A tribe of Cinco De Mayo revelers just trundled past my apartment. There were hoots and hollers and diabolical laughter. I knew if I whoo-hooed someone would whoo-hoo back. That’s why I refrained.
I started to redecorate my apartment, but only in my mind. In actuality, I haven’t touched a thing, haven’t lifted a single object, but it looks great. I start by throwing away all the bills, tearing them up and leaving a can full of trash. I then finish the three beers in the fridge. I tear down the slap-art I’ve pissed out in random bouts of inspiration and derangement… it’s the same shit really. I take the TV and turn it upside down and fill it with fish and confetti. The couch gets redone into a canoe; with paddles by my side I’ll float downstream to port. In the kitchen I’ll keep a penguin.
As deep as you stick your foot in the ground,
you still can’t stop the Earth from going round.
Some of us try to be fence posts. We plant ourselves in a lovely patch of garden and pray against droughts, and tornadoes, and bugs, and lightning. We try to beat the odds by hunkering down. Like a 100-year old tortoise, alive but not going very far.
There’s nothing like an untethered flag, frivolously and un-symbolically flapping uncontrollably away from its place of containment. Unhitched from its pole, it dances on the air with gusto. Flags so rarely are set free, but live a life of fettered obedience. Once, maybe twice, a year they receive a brief salute, perhaps a poorly-sung, antiquated song. If I was a flag I’d have a lot to hang my head about.
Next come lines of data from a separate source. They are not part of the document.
PR #65, opened 2021-09-24
feat: enhancements as result of easy-ui5 integration

vobu:
this PR is based on using `fiori-freestyle` for scaffolding a basic UI5 app in `easy-ui5`. 
(more precise, `fiori-freestyle`'s `generate()`-API is used  in the `generator-template-ui5-project` sub-generator to scaffold the UI5 app)

as a result, the following enhancements were introduced to `open-ux-tools`/`fiori-freestyle`:
- dynamically set initial view- and controller-name at scaffolding time: https://github.com/vobu/open-ux-tools-1/commit/bb8a2b508b58321e7cea51ec5f7993b6e4720f61
- same for manifest.json: https://github.com/vobu/open-ux-tools-1/commit/1aef09425831277760531d4a1d4dbac1a016f572
- provide CDN- and local resources for bootstrapping UI5 in `index.html`: https://github.com/vobu/open-ux-tools-1/commit/c451411f908539c5a46e6a8c14d13c7ec965249f

Also, a small regex fix is included: https://github.com/vobu/open-ux-tools-1/commit/86a9cb4c4974d3607af53aea2da6caf63d0ed3cc

### DIFF
--- a/packages/fiori-freestyle/src/index.ts
+++ b/packages/fiori-freestyle/src/index.ts
@@ -106,7 +106,7 @@ function copyTemplates(tmplPath: string, basePath: string, ffApp: FreestyleApp<u
         return path
             .replace(new RegExp(replaceVer), '') // remove version template path
             .replace(/\$ViewName/, ffApp.ui5?.initialViewName || "View1") // dynamically set inital view file name
-            .replace(/\$ControllerName/, ffApp.ui5?.initialControllerName || "View1") // dynamically set inital controller file name
+            .replace(/\$ControllerName/, ffApp.ui5?.initialControllerName || "View1"); // dynamically set inital controller file name
     };
     // Ignore other odata version specific template folders
     const ignoreFolderPattern = Object.values(OdataVersion).filter((ver) => ver !== ffApp.service?.version);
--- a/packages/fiori-freestyle/src/index.ts
+++ b/packages/fiori-freestyle/src/index.ts
@@ -102,7 +102,12 @@ async function generate<T>(basePath: string, data: FreestyleApp<T>, fs?: Editor)
 function copyTemplates(tmplPath: string, basePath: string, ffApp: FreestyleApp<unknown>, fs: Editor) {
     // Remove odata versions specific path while copying template files
     const replaceVer = `\\${sep}v${Object.values(OdataVersion).join(`|\\${sep}v`)}`;
-    const removeVersionTmplPath = (path: string): string => path.replace(new RegExp(replaceVer), '');
+    const destPathManipulations = (path: string): string => {
+        return path
+            .replace(new RegExp(replaceVer), '') // remove version template path
+            .replace(/\$ViewName/, ffApp.ui5?.initialViewName || "View1") // dynamically set inital view file name
+            .replace(/\$ControllerName/, ffApp.ui5?.initialControllerName || "View1") // dynamically set inital view file name
+    };
     // Ignore other odata version specific template folders
     const ignoreFolderPattern = Object.values(OdataVersion).filter((ver) => ver !== ffApp.service?.version);
     // By template type
@@ -113,7 +118,7 @@ function copyTemplates(tmplPath: string, basePath: string, ffApp: FreestyleApp<u
         {},
         {
             globOptions: { ignore: ignoreFolderPattern.map((folder) => `**/v${folder}/**`) },
-            processDestinationPath: removeVersionTmplPath
+            processDestinationPath: destPathManipulations
         }
     );
 }
--- a/packages/fiori-freestyle/src/index.ts
+++ b/packages/fiori-freestyle/src/index.ts
@@ -106,7 +106,7 @@ function copyTemplates(tmplPath: string, basePath: string, ffApp: FreestyleApp<u
         return path
             .replace(new RegExp(replaceVer), '') // remove version template path
             .replace(/\$ViewName/, ffApp.ui5?.initialViewName || "View1") // dynamically set inital view file name
-            .replace(/\$ControllerName/, ffApp.ui5?.initialControllerName || "View1") // dynamically set inital view file name
+            .replace(/\$ControllerName/, ffApp.ui5?.initialControllerName || "View1") // dynamically set inital controller file name
     };
     // Ignore other odata version specific template folders
     const ignoreFolderPattern = Object.values(OdataVersion).filter((ver) => ver !== ffApp.service?.version);
--- a/packages/fiori-freestyle/templates/basic/add/webapp/Component.js
+++ b/packages/fiori-freestyle/templates/basic/add/webapp/Component.js
@@ -1,7 +1,7 @@
 sap.ui.define([
 		"<%=app.baseComponent%>",
 		"sap/ui/Device",
-		"<%=app.id.replace('.', '/')%>/model/models"
+		"<%=app.id.replace(/\./g, '/')%>/model/models"
 	],
     function (UIComponent, Device, models) {
         "use strict";
--- a/packages/types/src/ui5App.ts
+++ b/packages/types/src/ui5App.ts
@@ -22,6 +22,11 @@ export interface App {
 	localStartFile?: string;
 }
 
+export enum BootstrapSrc {
+	CdnOpenUI5 = "Content delivery network (OpenUI5)",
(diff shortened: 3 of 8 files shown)


vobu:
will add some tests backing up the introduced enhancements, so converting this to `draft` until

packages/ui5-application/templates/core/webapp/index.html
```diff
@@ -12,7 +12,10 @@
     </style>
     <script
         id="sap-ui-bootstrap"
-        src="resources/sap-ui-core.js"
+        src="<%= ui5.bootstrapSrc === 'Content delivery network (OpenUI5)' ?
+            'https://openui5.hana.ondemand.com/resources/sap-ui-core.js' :
+                ui5.bootstrapSrc === 'Content delivery network (SAPUI5)' ?
+                    'https://sapui5.hana.ondemand.com/resources/sap-ui-core.js' : 'resources/sap-ui-core.js'  %>"
```
devinea, line 18: This approach is not really compatible with Fiori tools. 
We put the host the ui5*.yaml and proxy with https://www.npmjs.com/package/@sap/ux-ui5-tooling e.g.  cdn host is https://ui5.sap.com. This allows switching ui5 versions with the ui5*.yaml or launch config for preview
```
  customMiddleware:
    - name: fiori-tools-proxy
      afterMiddleware: compression
      configuration:
        ignoreCertError: false
        backend:
          - path: /sap
            url: https://somehost:44300
            client: "500"
            destination: ECXCLNT500
        ui5:
          path:
            - /resources
            - /test-resources
          url: https://ui5.sap.com
          version: ""
```
CDN can be passed into export const `getFioriToolsProxyMiddlewareConfig` to use a value other on than the default.
Can this approach work for easy-ui5 also?

devinea (commented):
@vobu - changes look good for the templates. Question on cdn below.

packages/ui5-application/templates/core/webapp/index.html
vobu: > This approach is not really compatible with Fiori tools.

given the type def...
```
export enum BootstrapSrc {
	CdnOpenUI5 = "Content delivery network (OpenUI5)",
	CdnSAPUI5 = "Content delivery network (SAPUI5)",
	Local = "Local Resources"
}
```
..., doing `ui5.bootStrapSrc = BootstrapSrc.Local` or simply leaving it `undefined`, this would result in 
```js
<script
        id="sap-ui-bootstrap"
        src="resources/sap-ui-core.js
// ...
>
```
which should be fine with the fiori tools proxy, right?

btw: the fiori tools proxy to the ui5 cdn has a problem in its' default definition anyway: given the default config you mentioned above...
```
  customMiddleware:
    - name: fiori-tools-proxy
      afterMiddleware: compression
      configuration:
        ignoreCertError: false
        backend:
          - path: /sap
            url: https://somehost:44300
            client: "500"
            destination: ECXCLNT500
        ui5:
          path:
            - /resources <-- this is a problem
            - /test-resources
          url: https://ui5.sap.com
          version: ""
```
...proxying `/resources` to the cdn prevents any ui5 tooling module shims from working. 
the shims need `resources/path/to/shim` working for the ui5 tooling.
so a solution could be to only proxy `sap` resources to the cdn:
```
 ui5:
          path:
            - /resources/sap*
            - /test-resources
```

tobiasqueck: @vobu do you have an example project with a module shim? I am wondering if this is easier solvable by running the middleware after a different middleware i.e. after the module shims are resolved.

Otherwise, the change to `resources/sap*` looks reasonable as well but requires some testing on our side first.

packages/types/src/ui5App.ts
```diff
@@ -22,6 +22,11 @@ export interface App {
 	localStartFile?: string;
 }
 
+export enum BootstrapSrc {
+	CdnOpenUI5 = "Content delivery network (OpenUI5)",
+	CdnSAPUI5 = "Content delivery network (SAPUI5)",
+	Local = "Local Resources"
+}
```
tobiasqueck, line 29: I am not in favor of this approach. This looks like a question for the prompting and based on that the template should be called with the location/url of the UI5 sources. Such an approach would also allow to point to a specific SAP system for testing with its UI5 version.

Would this work for `easyUI5`?

packages/ui5-application/templates/core/webapp/index.html
vobu: there's a whole thread with examples here: https://answers.sap.com/questions/13461279/ui5-project-shims-not-working.html?childToView=13479438

packages/fiori-freestyle/templates/basic/add/webapp/Component.js
```diff
@@ -1,7 +1,7 @@
 sap.ui.define([
 		"<%=app.baseComponent%>",
 		"sap/ui/Device",
-		"<%=app.id.replace('.', '/')%>/model/models"
+		"<%=app.id.replace(/\./g, '/')%>/model/models"
```
tobiasqueck, line 4: Oha ... that is bad bug

packages/types/src/ui5App.ts
vobu: actually the enum is aligned with exactly such a prompt in easy-ui5:
https://github.com/ui5-community/generator-ui5-project/blob/b7ebdfcefd0dd022a9c1eacf796dd3646bbf9368/generators/app/index.js#L64

packages/fiori-freestyle/src/index.ts
```diff
@@ -102,7 +102,12 @@ async function generate<T>(basePath: string, data: FreestyleApp<T>, fs?: Editor)
 function copyTemplates(tmplPath: string, basePath: string, ffApp: FreestyleApp<unknown>, fs: Editor) {
     // Remove odata versions specific path while copying template files
     const replaceVer = `\\${sep}v${Object.values(OdataVersion).join(`|\\${sep}v`)}`;
-    const removeVersionTmplPath = (path: string): string => path.replace(new RegExp(replaceVer), '');
+    const destPathManipulations = (path: string): string => {
+        return path
+            .replace(new RegExp(replaceVer), '') // remove version template path
```
tobiasqueck, line 107: Allowing to provide a custom view/controller name sounds good. I would like to see the defaulting in one place i.e. https://github.com/SAP/open-ux-tools/blob/main/packages/ui5-application/src/data/defaults.ts#L51 instead of in all `ejs` templates and here.
Btw, would you add, both view and controller name as parameter or wouldn't it be better style to just ask for the view name and make sure the controller name matches? I am aware that it is technically possible to have different names but I am wondering if we should enforce best practices.

tobiasqueck:
All in all, I see one major bug you fixed and a set of reasonable requests to enhance the API. I will create corresponding feature requests and bug reports which I will send you for review. For each, I would like to see a separate PR for better tracking.

Btw, https://github.com/SAP/open-ux-tools/pull/63 is supposed to go today (or this week) simplifying the `fiori-freestyle` template leading to incompatible changes with your PR that need to be revisited.

vobu:
right on, then i'll move to stand-by and wait what's coming my way after #63.
only then will i refactor the easy-ui5 integration.

packages/types/src/ui5App.ts
tobiasqueck: I meant, would it also work for `easyUI5` to keep their prompts and then convert it into the target url for UI5? The template could then use the provided url in the proxy middleware.

packages/fiori-freestyle/templates/basic/add/webapp/Component.js
tobiasqueck: @vobu here is a report of the issue you found: https://github.com/SAP/open-ux-tools/issues/70. Would you mind fixing it in a separate PR, so that we can keep it separate?

vobu: will do this morning

vobu: &rarr; https://github.com/SAP/open-ux-tools/pull/77

tobiasqueck:
@vobu can we close this PR? I think the PRs #77, #158 and #144 covered everything outlined in #78 which was defined based on your PR.

vobu:
yep, closing it.
thx for the cooperation on all thingies so far!!!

I’m inside my apartment with the window opened listening to Wilco singing Woodie Guthry lyrics about my sky while a helicopter is flapping overhead, and I argue inside my mind whether or not to mention that fact. That the chopper was buzzing my apartment — just saying it makes it seem much less real. Now it’s gone. And so is Wilco, and like that we’re all spindling down some other moment in time, different than the other; like every star in the universe, a whole world is contained inside. I wait with baited breath for the next song to play, to take me to some other place, but I realize it’s the end of the Playlist. And silence is its own moment.
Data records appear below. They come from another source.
PR #77, opened 2021-09-29
fix: app-id creation at scaffolding time in Component.js (fixes #70)

### LINKED ISSUE #70: [Fiori Freestyle] The generated Component.js in the basic template has an invalid import if its app Id contains more than one dot
### **Bug Description**
If you use the `fiori-freestyle` templates - basic template and generate a project while providing an application ID with more than one dot e.g. my.demo.App then the model import in the generated `Component.js` is broken because only the first`.` is replaced with a `/`.

### **Expected Behavior**
The `Component.js` works and all the dots are properly replaced.

### **Steps to Reproduce**
1. Modify the configuration in `test/basic.test.ts` to use `my.demo.App` as `config>app>id` value
2. Run the test
3. Check the test `test-output/basicTemplate/**/Component.js`
4. See see issue in the imports at the beginning of the file

### **Context**
- OS/Platform: any
- Browser: independent
- Affected component: `fiori-freestyle`

### **Priority**
- [ ] Low
- [x] Medium
- [ ] High
- [ ] Very High

### **Stakeholder Info** (if applicable)

Reported by @vobu

vobu:
replace all occurrences of "." with "/" in `Component.js` template

### DIFF
--- a/packages/fiori-freestyle/templates/basic/add/webapp/Component.js
+++ b/packages/fiori-freestyle/templates/basic/add/webapp/Component.js
@@ -1,7 +1,7 @@
 sap.ui.define([
 		"<%=app.baseComponent%>",
 		"sap/ui/Device",
-		"<%=app.id.replace('.', '/')%>/model/models"
+		"<%=app.id.replace(/\./g, '/')%>/model/models"
 	],
     function (UIComponent, Device, models) {
         "use strict";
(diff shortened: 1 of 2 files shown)


tobiasqueck (approved):
- [x] project installs, build and tests are running
- [x] reported issue is fixed
- [x] code is readable and linted

The same issue can also be found at https://github.com/SAP/open-ux-tools/blob/main/packages/ui5-application/src/data/defaults.ts#L37, however, this part of the code contains a few other issues, therefore, it needs to be reported as a separate issue.

unseen1980 (approved):
Thanks 👍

There’s no bed of California stars. I don’t know if anyone told Woodie or reminded Jeff Tweedy. There is a place where they sleep when no longer shinning on us. I think somewhere south of here. But it’s hardly classified as a bed, more like a wooden case. Sometimes, though, I admit I do find a bed of stars, camping somewhere far out in the desert, the night sky spilling over with them, like mints knocked out of their jar. I’ve kept a diary of their movements, blurring through the sky, a tableaux of worlds mesmerizing to these eyes. They dance in cursive loops over millions of years.
Here in L.A, we have but six or seven stars in the sky, choking on smog; and though the city-glow mostly obscures them all, I cherish the fleeting light, it’s like a passing brush with heaven’s majestic, dazzling coat.
Every now and then you can even see the Big Dipper, or is that the Little?